PR #6461, opened 2022-01-14
Remove wrapping label element to improve accessibility

FlorianBoe:
| Q | A
| --- | ---
| Bug fix? | yes
| New feature? | no
| BC breaks? | no
| Deprecations? | no
| Fixed tickets | 
| Related issues/PRs | #6444
| License | MIT
| Documentation PR | 

#### What's in this PR?

Some input elements in the admin interface have two associated label elements. Besides the visible label (with a `for="/xyz"`), input elements are also nested within a label element.

two-labels

#### Why?

This enclosing label is problematic because icons and buttons within the wrapper are added to input name. This problem is particularly problematic for assistive technologies such as screen readers.

#### To Do

- [ ] Update snapshots
- [ ] Update the type of the `labelRef`

I am not quite sure what is a good solution to adjust the typing accordingly. Suggestions are very welcome!


src/Sulu/Bundle/AdminBundle/Resources/js/components/Input/Input.js
```diff
@@ -121,7 +121,7 @@ export default class Input<T: ?string | ?number> extends React.PureComponent<Inp
 
         return (
             <Fragment>
-                <label
+                <div
```
niklasnatter, line 124: as far as i see, the `labelRef` prop of this component is only used by the `ColorPicker` and `SingleAutoComplete` to position their popover. so it would be okay in the core to change this as the other components dont need a `<label>` element.

but if we change this, we should rename `labelClass` and `labelRef`. maybe to something like `inputContainerClass`?

niklasnatter: regarding to the type of the ref - i think i would just use `ElementRef<*>` then 🙂

alexander-schranz: @niklasnatter I'm not completely sure about your comment. Can we remove the `labelRef`?  Or what is it used for?

alexander-schranz:
Reminder for myself we need to check the checkbox and the checkbox toggler type work still like expected.

src/Sulu/Bundle/AdminBundle/Resources/js/components/Input/Input.js
niklasnatter: the `labelRef` is used by the `SingleAutoComplete` to display the popover at the correct position. so we should rename it to something like `inputContainerRef` and use that in the `SingleAutoComplete` 🙂

niklasnatter:
@alexander-schranz Is this ready for review? 🙂

alexander-schranz:
@niklasnatter look like something is still failing in the tests. But if you want to have a look at it or take it over its fine for me :)

niklasnatter (approved):
Thanks for bringing this up!

PR #6464, opened 2022-01-17
Fix PHP 8 deprecation notice

eekes:
| Q | A
| --- | ---
| Bug fix? | no
| New feature? | no
| BC breaks? | no
| Deprecations? | no
| License | MIT

#### What's in this PR?

Fixes these deprecation errors in PHP 8 (see https://wiki.php.net/rfc/stable_sorting):

```
Deprecated: usort(): Returning bool from comparison function is deprecated, return an integer less than, equal to, or greater than zero
```


alexander-schranz:
@eekes Thank you!

PR #6465, opened 2022-01-18
Remove unused unlocalized extensionsData from page trash item

niklasnatter:
I think this was a copy-paste error in the initial implementation 😇


alexander-schranz (approved):
Make sense from my point of view only localized extensionData need to be set and thats don on L116

PR #6466, opened 2022-01-20
Fix default operator for Tags and categories filters for smart content

matthieu2607:
| Q | A
| --- | ---
| Bug fix? |  yes
| New feature? | no 
| BC breaks? | no 
| Deprecations? | no 
| License | MIT

#### What's in this PR?

Add a default operator for tags and categories filters on smart content.

### DIFF
--- a/src/Sulu/Component/SmartContent/Orm/DataProviderRepositoryTrait.php
+++ b/src/Sulu/Component/SmartContent/Orm/DataProviderRepositoryTrait.php
@@ -136,7 +136,7 @@ trait DataProviderRepositoryTrait
                     $queryBuilder,
                     $tagRelation,
                     $filters['tags'],
-                    \strtolower($filters['tagOperator']),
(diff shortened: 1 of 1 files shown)


alexander-schranz:
@matthieu2607 Thank you for the pull request. How does this happen? Would be nice to have a test case also for this if we are able to reproduce this in a simple way.

The pull request should also be rebased to 2.3 branch as it is a bugfix e.g.:

```
git remote add upstream git@github.com:sulu/sulu.git

git checkout your-branch
git rebase upstream/2.x --onto upstream/2.3

```

niklasnatter:
Hey, thanks for your work! 
Can you describe in which case the error is happening for you so we can test the change?

matthieu2607:
Hi @alexander-schranz and @niklasnatter,

Sorry for my late response.
I can no longer reproduce the problem.

I close the PR

PR #6470, opened 2022-01-24
Fix permission check when clearing cache without permissions for all webspaces

jonland:
| Q | A
| --- | ---
| Bug fix? | yes
| New feature? | no
| BC breaks? | no
| Deprecations? | no
| Fixed tickets | 
| Related issues/PRs | 
| License | MIT

#### What's in this PR?

We have 2 webspaces WSA and WSB. The user has the live permission for WSA, but NOT for WSB. Now the user clicks in sulu admin "clear webspace cache" for the webspace WSA, the request is denied with http code 403. The reason is the guard at CacheController::clearAction. The first guard is fine, the user has access to to webspace WSA. Now the check goes to the elseif, but here it must also be checked if the webspace key is given, only with this combination the check makes sense.

#### Why?

Without this fix a user with which has only access to one webspace, can't clear his webspace cache.

### DIFF
--- a/src/Sulu/Bundle/WebsiteBundle/Controller/CacheController.php
+++ b/src/Sulu/Bundle/WebsiteBundle/Controller/CacheController.php
@@ -84,7 +84,7 @@ class CacheController
     private function checkLivePermissionForAllWebspaces()
     {
         foreach ($this->webspaceManager->getWebspaceCollection() as $webspace) {
-            $context = PageAdmin::SECURITY_CONTEXT_PREFIX . $webspace->getKey();
+            $context = PageAdmin::getPageSecurityContext($webspace->getKey());
             if (!$this->securityChecker->hasPermission($context, PermissionTypes::LIVE)) {
                 return false;
             }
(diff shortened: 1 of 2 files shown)


wachterjohannes:
@jonland the intention behind this check was:

1. If you pass a webspaceKey you want to clear the cache for this webspace - So you should have permissions for this webspace
2. If you pass no webspaceKey you will clear all the caches for all webspaces (that is what the code does then) - So you should have permissions for all webspaces

The Admin of sulu does always pass a webspace (from 2.4). Do you have a custom view which calls that api?

/cc @alexander-schranz

jonland:
@wachterjohannes there is as typo my comment.

"fix guard if **NO** webspace key is given" => correct "fix guard if webspace key is given"

As I wrote the user has access to only 1 webspace. If the user is in WSA and has the "live"-permission for WSA, now he pushes the button "Clear website cache" the in sulu admin, the request is denied with 403.

The first guard is fine. This is true && false => false.
`if ($webspaceKey && !$this->checkLivePermissionForWebspace($webspaceKey)) {`

The second guard is wrong, because it's not checked that `$webspaceKey` is given. It checks the permissions for all webspaces. The user has only permission for WSA and not WSB, so the check is true and 403 is returned.
`} elseif (!$this->checkLivePermissionForAllWebspaces()) {`

Please just try this issue with 2 webspaces and 1 "live"-permisson. You will see.

wachterjohannes:
@jonland ou yeah i see 🙈 you are totally right! we should create a test for that! at least a Unit Test. Are you able to add them?

niklasnatter (approved):
Thanks a lot for fixing this!

PR #6474, opened 2022-01-25
Dispatch PageTranslationRestoredEvent when restoring single translation only

niklasnatter:
| Q | A
| --- | ---
| Bug fix? | no
| New feature? | no
| BC breaks? | no
| Related issues/PRs | #6337
| License | MIT

#### What's in this PR?

This PR adjusts the `PageTrashItemHandler` service to dispatch a `PageTranslationRestoredEvent` instead of a `PageRestoredEvent` if a single translation is restored.

#### Why?

This allows us to display a more intuitive message in the activity log. Also, we already dispatch specific events when managing translations in other places (eg. `PageTranslationCopiedEvent` and `PageTranslationRemovedEvent`).

### DIFF
--- a/src/Sulu/Bundle/PageBundle/Domain/Event/PageTranslationRestoredEvent.php
+++ b/src/Sulu/Bundle/PageBundle/Domain/Event/PageTranslationRestoredEvent.php
@@ -1,0 +1,107 @@
+<?php
+
+declare(strict_types=1);
+
+/*
+ * This file is part of Sulu.
+ *
+ * (c) Sulu GmbH
+ *
+ * This source file is subject to the MIT license that is bundled
+ * with this source code in the file LICENSE.
+ */
+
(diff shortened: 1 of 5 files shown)


wachterjohannes (changes requested):
@niklasnatter is there nowhere a test which does a restore? If it would be one we should add a check there if the correct event is thrown

niklasnatter:
@wachterjohannes No, unfortunately the activites of the bundle are not tested anywhere at the moment. Should I add a test?

wachterjohannes:
@niklasnatter yes please

wachterjohannes:
@niklasnatter the tests are failing 🙈

niklasnatter:
@wachterjohannes Yes unfortunately, but the failing tests are not caused by the changes in this PR. The same tests are failing on the target branch: https://github.com/sulu/sulu/actions

wachterjohannes (approved):

PR #6477, opened 2022-02-01
Remove constructor declaration from PreviewLinkInterface

luca-rath:
| Q | A
| --- | ---
| Bug fix? | yes
| New feature? | no
| BC breaks? | no
| Deprecations? | no
| Fixed tickets | -
| Related issues/PRs | -
| License | MIT
| Documentation PR | -

#### What's in this PR?

Remove constructor declaration from PreviewLinkInterface

#### Why?

Because otherwise this leads to a `Declaration incompatible` error with doctrine proxies

### DIFF
--- a/src/Sulu/Bundle/PreviewBundle/Domain/Model/PreviewLink.php
+++ b/src/Sulu/Bundle/PreviewBundle/Domain/Model/PreviewLink.php
@@ -53,6 +53,15 @@ class PreviewLink implements PreviewLinkInterface
      */
     private $lastVisit;
 
+    public function __construct(string $token, string $resourceKey, string $resourceId, string $locale, array $options)
+    {
+        $this->token = $token;
+        $this->resourceKey = $resourceKey;
+        $this->resourceId = $resourceId;
+        $this->locale = $locale;
+        $this->options = $options;
+    }
+
     public function getId(): int
     {
         return $this->id;
@@ -106,14 +115,12 @@ class PreviewLink implements PreviewLinkInterface
      */
     public static function create(string $token, string $resourceKey, string $resourceId, string $locale, array $options): PreviewLinkInterface
     {
-        $previewLink = new self();
-
-        $previewLink->token = $token;
-        $previewLink->resourceKey = $resourceKey;
-        $previewLink->resourceId = $resourceId;
-        $previewLink->locale = $locale;
-        $previewLink->options = $options;
-
-        return $previewLink;
+        return new self(
+            $token,
+            $resourceKey,
+            $resourceId,
+            $locale,
+            $options
+        );
     }
 }
--- a/src/Sulu/Bundle/PreviewBundle/Domain/Model/PreviewLink.php
+++ b/src/Sulu/Bundle/PreviewBundle/Domain/Model/PreviewLink.php
@@ -53,15 +53,6 @@ class PreviewLink implements PreviewLinkInterface
      */
     private $lastVisit;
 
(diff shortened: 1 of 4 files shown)


src/Sulu/Bundle/PreviewBundle/Domain/Model/PreviewLink.php
```diff
@@ -53,15 +53,6 @@ class PreviewLink implements PreviewLinkInterface
      */
     private $lastVisit;
```
alexander-schranz: Would still keep the constructor this way:

```suggestion

    public function __construct(string $token, string $resourceKey, string $resourceId, string $locale, array $options)
    {
        $this->token = $token;
        $this->resourceKey = $resourceKey;
        $this->resourceId = $resourceId;
        $this->locale = $locale;
        $this->options = $options;
    }

```

src/Sulu/Bundle/PreviewBundle/Domain/Model/PreviewLink.php
```diff
@@ -109,4 +100,20 @@ public function getLastVisit(): ?\DateTimeImmutable
...
+    {
+        $previewLink = new self();
+
+        $previewLink->token = $token;
+        $previewLink->resourceKey = $resourceKey;
+        $previewLink->resourceId = $resourceId;
+        $previewLink->locale = $locale;
+        $previewLink->options = $options;
+
+        return $previewLink;
```
alexander-schranz:
```suggestion
        return new self(
            $token,
            $resourceKey,
            $resourceId,
            $locale,
            $options
        );
```

alexander-schranz (changes requested):

src/Sulu/Bundle/PreviewBundle/Infrastructure/Doctrine/Repository/PreviewLinkRepository.php
```diff
@@ -39,10 +39,10 @@ public function create(string $resourceKey, string $resourceId, string $locale,
     {
         $token = $this->generateToken();
 
-        /** @var class-string<PreviewLinkInterface> $className */
+        /** @var class-string<PreviewLinkInterface>|PreviewLinkInterface $className */
```
alexander-schranz: This is a false indicator as it says its an object and not a string.

I could also not find why it is required when trying to report here something back to phpstan: https://phpstan.org/r/9095f567-476d-4834-951e-a6fe666a7584

And phpstan seems correctly understand class-string of an interface.

luca-rath:
```suggestion
        /** @var class-string<PreviewLinkInterface>$className */
```

src/Sulu/Bundle/PreviewBundle/Infrastructure/Doctrine/Repository/PreviewLinkRepository.php
```diff
@@ -39,10 +39,10 @@ public function create(string $resourceKey, string $resourceId, string $locale,
     {
         $token = $this->generateToken();
 
-        /** @var class-string<PreviewLinkInterface> $className */
+        /** @var class-string<PreviewLinkInterface>$className */
```
luca-rath:
```suggestion
        /** @var class-string<PreviewLinkInterface> $className */
```

alexander-schranz (approved):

• _Instructions for the task_: The lines holding the word "create" are the answer. Find them in the entries and copy them.

• _Completed task_:
@jonland ou yeah i see 🙈 you are totally right! we should create a test for that! at least a Unit Test. Are you able to add them?
     public static function create(string $token, string $resourceKey, string $resourceId, string $locale, array $options): PreviewLinkInterface
@@ -39,10 +39,10 @@ public function create(string $resourceKey, string $resourceId, string $locale,
@@ -39,10 +39,10 @@ public function create(string $resourceKey, string $resourceId, string $locale,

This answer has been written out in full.